__TRY IT__. The entries below hold a line with "Could we agree on that?" and a line with "- Define get_limits". Return those lines and all that lie between them, exactly and only.

__DATASET RECORDS__.
PR #465, opened 2020-01-30
Abstract actuator

marcus-oscarsson:
Dear all,
this is the proposed implementation for the new abstract actuator as decided at the last MXCuBE developers' meeting. Feel free to use it ;-)
Marcus and Antonia

### DIFF
--- a/HardwareObjects/abstract/AbstractActuator.py
+++ b/HardwareObjects/abstract/AbstractActuator.py
@@ -1,84 +1,128 @@
-"""
-Actuators have two positions - 'IN' and 'OUT'.
-"""
+# encoding: utf-8
+#
+#  Project: MXCuBE
+#  https://github.com/mxcube.
+#
+#  This file is part of MXCuBE software.
+#
+#  MXCuBE is free software: you can redistribute it and/or modify
+#  it under the terms of the GNU Lesser General Public License as published by
+#  the Free Software Foundation, either version 3 of the License, or
+#  (at your option) any later version.
+#
+#  MXCuBE is distributed in the hope that it will be useful,
+#  but WITHOUT ANY WARRANTY; without even the implied warranty of
+#  MERCHANTABILITY or FITNESS FOR A PARTICULAR PURPOSE.  See the
+#  GNU Lesser General Public License for more details.
+#
+#  You should have received a copy of the GNU General Lesser Public License
+#  along with MXCuBE.  If not, see <http://www.gnu.org/licenses/>.
 
-import logging
-from warnings import warn
-from HardwareRepository.BaseHardwareObjects import Device
-from HardwareRepository.TaskUtils import task
+"""Abstract Actuator"""
+
+import abc
+from enum import IntEnum, unique
+from gevent import Timeout
+from gevent.event import Event
+from HardwareRepository.BaseHardwareObjects import HardwareObject
+
+__copyright__ = """ Copyright © 2019 by the MXCuBE collaboration """
+__license__ = "LGPLv3+"
 
 
-class AbstractActuator(Device):
+class AbstractActuator(HardwareObject):
+    """Abstract actuator"""
 
-    (UNKNOWN, IN, OUT, MOVING) = ("unknown", "in", "out", "moving")
+    __metaclass__ = abc.ABCMeta
+
+    unit = None
 
     def __init__(self, name):
-        Device.__init__(self, name)
-        self.actuator_state = AbstractActuator.UNKNOWN
-        self.username = "unknown"
-        # default timeout - 3 sec
-        self._timeout = 3
-        self.states = {True: "IN", False: "OUT"}
+        HardwareObject.__init__(self, name)
+        self._nominal_value = None
+        self._limits = (None, None)
+        self.actuator_name = None
+        self.read_only = False
+        self.default_value = None
+        
+    def init(self):
+        """Initialise some parameters."""
+        self.actuator_name = self.getProperty("actuator_name")
+        self.read_only = self.getProperty("read_only") or False
+        self.default_value = self.getProperty("default_value")
 
-    def connectNotify(self, signal):
-        if signal == "actuatorStateChanged":
-            self.value_changed(self.get_actuator_state(read=True))
-
-    def value_changed(self, value):
-        self.actuator_state = self.states.get(value, AbstractActuator.UNKNOWN)
-        self.emit("actuatorStateChanged", (self.actuator_state.lower(),))
-
-    def get_actuator_state(self, read=False):
-        """Return the state value
-           Args:
-             read (bool): read the hardware if True
-           Returns:
-             (string): the state
+    @abc.abstractmethod
+    def get_value(self):
+        """Read the actuator position.
+        Returns:
+            float: Actuator position.
         """
-        logging.getLogger().info("%s state: %r" % (self.username, self.actuator_state))
-        return self.actuator_state
+        return None
 
-    @task
-    def actuator_in(self, wait=True, timeout=3):
-        """Set the actuator 'in'. Update the status
-           Keyword Args:
-             wait (bool): wait for the movement to finish
-             timeout (float): movement expires after timeout [s]
+    def get_limits(self):
+        """Return actuator low and high limits.
+        Returns:
+            (tuple): two floats tuple (low limit, high limit).
         """
-        self.value_changed(self.actuator_state)
+        return self._limits
 
-    @task
-    def actuator_out(self, wait=True, timeout=3):
-        """Set the actuator 'out'. Update the status
-           Keyword Args:
-             wait (bool): wait for the movement to finish
-             timeout (float): movement expires after timeout [s]
+    def set_limits(self, limits):
+        """Set actuator low and high limits.
+        Args:
+            limits (tuple): two floats tuple (low limit, high limit).
         """
-        self.value_changed(self.actuator_state)
+        self._limits = limits
+        self.emit("limitsChanged", (self._limits,))
 
-    @task
-    def actuator_toggle(self, wait=True, timeout=3):
-        """Toggele the actuator.
-           Keyword Args:
-             wait (bool): wait for the movement to finish
-             timeout (float): movement expires after timeout [s]
+    @abc.abstractmethod
+    def _set_value(self, value, wait=True, timeout=None):
+        """Move actuator to absolute position. Wait the move to finish.
+        Args:
+            value (float): target value
+            wait (bool): optional - wait until actuator movement finished.
+            timeout (float): optional - timeout [s].
         """
-        if self.actuator_state == AbstractActuator.IN:
-            self.actuator_out(wait, timeout)
-        elif self.actuator_state == AbstractActuator.OUT:
-            self.actuator_in(wait, timeout)
 
-    def getActuatorState(self, read=False):
-        warn(
-            "getActuatorState method is deprecated, use get_actuator_state",
-            DeprecationWarning,
-        )
-        return self.get_actuator_state(read)
+    def set_value(self, value, wait=True, timeout=None):
+        """Move actuator to absolute value. Wait the move to finish.
+        Args:
+            value (float): target value
+            wait (bool): optional - wait until actuator movement finished.
+            timeout (float): optional - timeout [s].
+        """
+        self._set_value(value)
+        self.update_value()
 
-    def actuatorIn(self, wait=True, timeout=3):
-        warn("actuatorIn method is deprecated, use actuator_in", DeprecationWarning)
-        self.actuator_in(wait, timeout)
+        if wait:
+            self.wait_ready(timeout)
 
-    def actuatorOut(self, wait=True, timeout=3):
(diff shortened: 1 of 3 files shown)


IvarsKarpics:


```diff

Issues
======
+ Solved 15
- Added 11
           
```


See the complete overview on [Codacy](https://app.codacy.com/manual/mxcube/HardwareRepository/pullRequest?prid=4916806&bid=16272218)

IvarsKarpics:


```diff

Issues
======
+ Solved 15
           
```


See the complete overview on [Codacy](https://app.codacy.com/manual/mxcube/HardwareRepository/pullRequest?prid=4916806&bid=16272218)

marcus-oscarsson:
@rhfogh We have made some adjustments since our last discussion per mail, please have a final look. We decided to keep the set_limits method since it might happen other actuator apart from Motors have limits.

Cheers,
Antonia and Marcus

IvarsKarpics:


```diff

Issues
======
+ Solved 15
           

Complexity increasing per file
==============================
- HardwareObjects/abstract/AbstractActuator.py  1
         
```


See the complete overview on [Codacy](https://app.codacy.com/manual/mxcube/HardwareRepository/pullRequest?prid=4916806&bid=16272218)

HardwareObjects/abstract/AbstractActuator.py
```diff
@@ -1,84 +1,117 @@
...
-
-    def actuatorIn(self, wait=True, timeout=3):
-        warn("actuatorIn method is deprecated, use actuator_in", DeprecationWarning)
-        self.actuator_in(wait, timeout)
-
-    def actuatorOut(self, wait=True, timeout=3):
-        warn("actuatorOut method is deprecated, use actuator_out", DeprecationWarning)
-        self.actuator_out(wait, timeout)
+
+    def set_value(self, value, wait=True, timeout=None):
```
rhfogh: The 'wait parameter should be removed - it is redundant and begs thequestion what happens if wait=False and timeout==1.0.. 
If timeout == 0 you do not wait, otherwise you simply pass the timeout parameter on to wait_ready.

IvarsKarpics:


```diff

Issues
======
+ Solved 15
- Added 2
           

Complexity increasing per file
==============================
- HardwareObjects/abstract/AbstractActuator.py  1
         
```


See the complete overview on [Codacy](https://app.codacy.com/manual/mxcube/HardwareRepository/pullRequest?prid=4916806&bid=16272218)

marcus-oscarsson:
@rhfogh I think you made a comment at the same time as we made a fix so we can only see your comment in the mail. The wait parameter is in anyways removed now ...

marcus-oscarsson:
Morning !

> All the details are fine, now. 

Great :)

>But I have a serious problem with the handling of limits and, in a similar vein, velocity. It may be that there is a use case for set_limits that I am simply missing; if so please let me know, and bear with the absolutist language in this comment. But this is how I see the situation for now:
> 
> If there is a function called set_limits in the abstract class, you are entitled to assume that 1) you can set the limits, at least in the normal case 2) the limits you set will be honored. The same goes for set_velocity, in AbstractMotor.

I think there are several things to consider here, one could make the assumption as you say that all methods should be implemented and their function should be "honored", which in one way maybe is elegant from a modelling point of view. However, I think that we also have to keep this model light weight and easy to use, so we have to somehow limit our model so that it remains practical for our purpose.

It would of course be possible to crate abstract classes for limits and then for velocity maybe AbstractActuatorWithLimits and AbstractActuatorWithVelociy or maybe simply WithLimits, WithVelociy. One than needs to create a few more classes and also inherit three classes to
implement an Actuator with Limits and Velocity. This is just an extreme example of where I personally think we don’t really want to go.

> 
> But the reality, as I understand it, is that:
> 
>     1. in many  of cases, limits are undefined (AbstratNPosition) nonexistant, or immutable.

Limits would not necessarily be undefined for AbstratNPosition imagine that you have 4 positions
and you’d like to toggle between its extremities, you could use get_limits to do that. Its actually not unusual that we have three state objects were we often only use the two extremes (IN, OUT).

Limits would be used for other actuators that are not  AbstratNPosition or AbstractMotor, such as Energy and Resolution
> 
>     2. Where limits exist and are settable, they are generally handled closer to the hardware, and it is not obvious that people will remember (or want) to have an HO.set_limits function that actually sets the hardware limits.

Its true that we are not often using set_limits from our application, its maybe not so bad to have it there for completeness, We don't have to make this method abstract so that it can be implemented of needed.
> 
>     3. Even where limits are settable, this is not something that will (or should) happen often in normal program operation. The typical case will be that limits are set on configuration only (if at all).

Se answer above.

> 
> 
> In short, the normal case will be that objects do not have settable limits, or, at best that limit setting would be a rare and non-obvious thing to do. With the current code I think there is a high risk that default object behaviour will be exactly as coded here, i.e. that objects will have a set_limits that will set the nominal_limits attribute but will have _exactly zero_ effect on the instrument behaviour. That is asking for trouble, IMHO.

I guess I've already answered this above, I would not mind removing set_limits as I agree with that we are not using it from the application. All tough I'd rather see that it stays for the future.

> 
> If we cannot agree on removing limits from the abstract class altogether, I would prefer that we implemented only get_limits, and set it to return a null value by default. It would then be up to people coding objects that actually have defined limits to decide how to set them and to implement them properly. If you feel strongly about it, we could have a set_limits function that raised NotImplementedError, 

I think what you are suggesting above is fine implementing; get_limits and throwing NotImplementedError from set_limits. To be double checked with @beteva 

>which would at least reflect the most normal case and not invite misuse. Or, if we want, we could make set_limits an abstract function, which would force people to decide what limit handling they wanted
> 
> AbstractMotor.set_velocity has pretty much the same problems. How often is the velocity settable at all, how often does it make sense to set it from the program, and what does the settable _velocity attribute do in the cases where setting the velocity is not meaningful?

@beteva might have some more background on this. The only comment I have on velocity is that the same reasoning as for limits apply. We could throw NotImplementedError from the default implemetnation if thats better ?

Cheers,
Marcus

beteva:
Dear @rhfogh,
 in addition to what  @marcus-oscarsson commented, here is my contribution:
set_limits - true we normally do not set them from the application, but we do use them usually when we do homing, so there is a need that the method exists. As @marcus-oscarsson said, we may want to have it in the AbstractActuator for completeness and raise NotImplementedError, rather than make the method abstract.
set/get velocity - It is often changed when doing scans. This is done internally for the microdiff, but not necessarily for other type of diffractometers or actuators like energy, so both get and set are needed for the motors. Actually in my experience I've seen more often that the hardware accepts changing of velocity, than having it immutable. If such is the case, as @marcus-oscarsson suggests, we could just raise NotImplementedError.

HardwareObjects/abstract/AbstractActuator.py
```diff
@@ -1,84 +1,121 @@
...
-             timeout (float): movement expires after timeout [s]
+        Set actuator to absolute value.
+        
+        Args:
+            value (float): target value
+            timeout (float): optional - timeout [s],
+                             If timeout == 0: return at once and do not wait;
+                             if timeout is None: wait forever.
+        """
+        self._set_value(value)
```
rhfogh: Proposal 1:
Add the following:

    if self.read_only:
        raise RuntimeError("Attemp[rt to set value on read_only object")

HardwareObjects/abstract/AbstractActuator.py
```diff
@@ -1,84 +1,121 @@
...
-             wait (bool): wait for the movement to finish
-             timeout (float): movement expires after timeout [s]
+        Set actuator to absolute value.
+        
+        Args:
+            value (float): target value
+            timeout (float): optional - timeout [s],
+                             If timeout == 0: return at once and do not wait;
+                             if timeout is None: wait forever.
+        """
```
rhfogh: Proposal 1
Add the following at the start of the function (we could define a special Exception, but this is simpler):

    if self._read_only:
        raise AttributeError("Attempt to set vaue on a read_only %s object" % self.__class__.__name__)

rhfogh: Proposal 2:
Add the following at the start of the function:

    lowlim, hilim = self.get_limits()
    if lolim is not None and and value < lolim:
        raiseValueError("Value %s is less than limit %s" % (value, lolim))
    if hilim is not None and and value > hilim:
        raiseValueError("Value %s is greater than limit %s" % (value, hilim))

rhfogh:
@marcus-oscarsson @beteva 

It looks like we could agree to have set_limits raise NotImplementedError in the abstract class,

I have a further clarification in mind - which might matter for AbstractNPosition (that I have to write next) even if it does not here. My Proposal 2, in the comment to set_value is an example of how I think limits ought to work. Basically, if there are limits that you can set, the code must raise an error if you try to set a value outside the permitted range. (Ideally it should also guarantee that the result of get_value() is within the range, but that is less crucial). One consequence is that limits only make sense for numerical values. For enumerated numbers (like attenuation or zooms) they are irrelevant but harmless. For non-value enumerations (like 'IN' 'OUT', 'LOCKED') they make no sense, and, IMHO, should be avoided.

Could we agree on that?

HardwareObjects/abstract/AbstractActuator.py
beteva: I would rather leave this to the particular implementation of  a motor, as we do not want to mess with checking the limits if there are None of +_ Inf. It might be consistent, though, to add a method check_limits(), which can implement your suggested code. We can call it in set_value and have it empty by default. Signed @beteva and @marcus-oscarsson

beteva: OK ;-) Signed @beteva and @marcus-oscarsson

beteva:
Why don't we simply not implement set_limits in AbstractNPosition and leave the AbstractActuator raise the NotImplementedError. We would like, though to have the get_limits even if the values are non-numerical. Then for AbstractNPosition we simply do not implement check_limits (see comment above).

rhfogh:
@marcus-oscarsson @beteva 

OK, looks like we are there:

- Define get_limits in AbstractActuator and have it return (None, None) by default (by whatever implementation)

-   Define set_limits in AbstractActuator and have it raise NotImplementedError by default.

- Treat AbstractMotor.(gs)et_velocity the same (I assume)

- Make a function to check a value against limits, have it return True by default, and call it from set_value. I would like to call it validate_value(), or is_valid_value() rather than check_limits() because 1) there might be other things to check, like data type or contect-dependent limits, or just enmumeration membership. 2) in objects with several values, like Energy/Wavelength it is a little cleaner (limits of what?).

The only thing I still dislike is the idea of having limits on an enumerated, non-numerical value. But since that will be done on a case-by-case basis and so will not have implications for the abstract classes or general behaviour, we do not have to agonise about it.

beteva:
Youpii, we have a deal ;-)
@rhfogh, you are right, we should have the freedom of performing different checks, depending on the particular class. How about calling the method is_valid rather than set_limits. This comes in line of is_ready. As you said, it should return True by default.

rhfogh:
Not sure about 'is_valid'. I had in mind a function that took a value and checked whether that was a valid value; is_valid sounds like it is checking whether the *entire object* is valid, rather than the value passed in.

e.g. def is_valid_value(value):

beteva:
@rhfogh, I will then vote for validate_value, with possibility to check  one value (of any type) or a list of values, returning True/False

rhfogh:
validate_value is fine. But what is the use case for the list?

beteva:
I was thinking if we have such a method than it can be used when moving few motors synchronously than we can feed all the values at once. We do not need to specify in the Abstract class what the input value is.

rhfogh:
I cannot quite see how that would work. If you are moving several motors, you would have to call the validate_value function for each of them separately, since they will have different limits. As I see it, it comes down to a choice between 
'all(HO.validate_value(x) for x in values_list)' in the calling code
versus
'If isinstance(value, (list, tuple)) then ... else ...' in the function code
and I find the former version cleaner than overloading the function parameter.
But as you say, we do not need to specify that imemdiately.

beteva:
This is really am implementation detail bit in microdiff you cannot move all the motors, so there is an extra method with only one call to the underlying exporter. I thought that we can use just one validate as we already prepare a list of motor1,value1, ... so we could use it in validate value. Bur we really do not have to choose in the Abstract class.

rhfogh:
I would suggest to go ahead and merge the PR. As you say we do not need to choose now.

Out of curiosity, which object in microdiff has the method that takes a list of motor1, value1, etc.?

beteva:
Hi @rhfogh, as we've come to an agreement, could you, please, merge this PR.
As for the microdiff objetc, it is the move_sync_motors, which used to take a dictionary and mow a list and we construct ouf of name and position a string, which is sent to startSimultaneousMove of the jlib

rhfogh:
Merged. 

I still  do not see why any single motor would want to validate a list of values, though. The diffractometer, maybe yes, but that is not an AbstractActuator (and you would name the function diffrently). AFAICS an AbstractActuator would only validate positions for itself, not for otehr actuators, and would do them one at a time.

But we can look at that another time, if we think it is worth the trouble..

__YOUR SOLUTION__.
Could we agree on that?

HardwareObjects/abstract/AbstractActuator.py
beteva: I would rather leave this to the particular implementation of  a motor, as we do not want to mess with checking the limits if there are None of +_ Inf. It might be consistent, though, to add a method check_limits(), which can implement your suggested code. We can call it in set_value and have it empty by default. Signed @beteva and @marcus-oscarsson

beteva: OK ;-) Signed @beteva and @marcus-oscarsson

beteva:
Why don't we simply not implement set_limits in AbstractNPosition and leave the AbstractActuator raise the NotImplementedError. We would like, though to have the get_limits even if the values are non-numerical. Then for AbstractNPosition we simply do not implement check_limits (see comment above).

rhfogh:
@marcus-oscarsson @beteva 

OK, looks like we are there:

- Define get_limits in AbstractActuator and have it return (None, None) by default (by whatever implementation)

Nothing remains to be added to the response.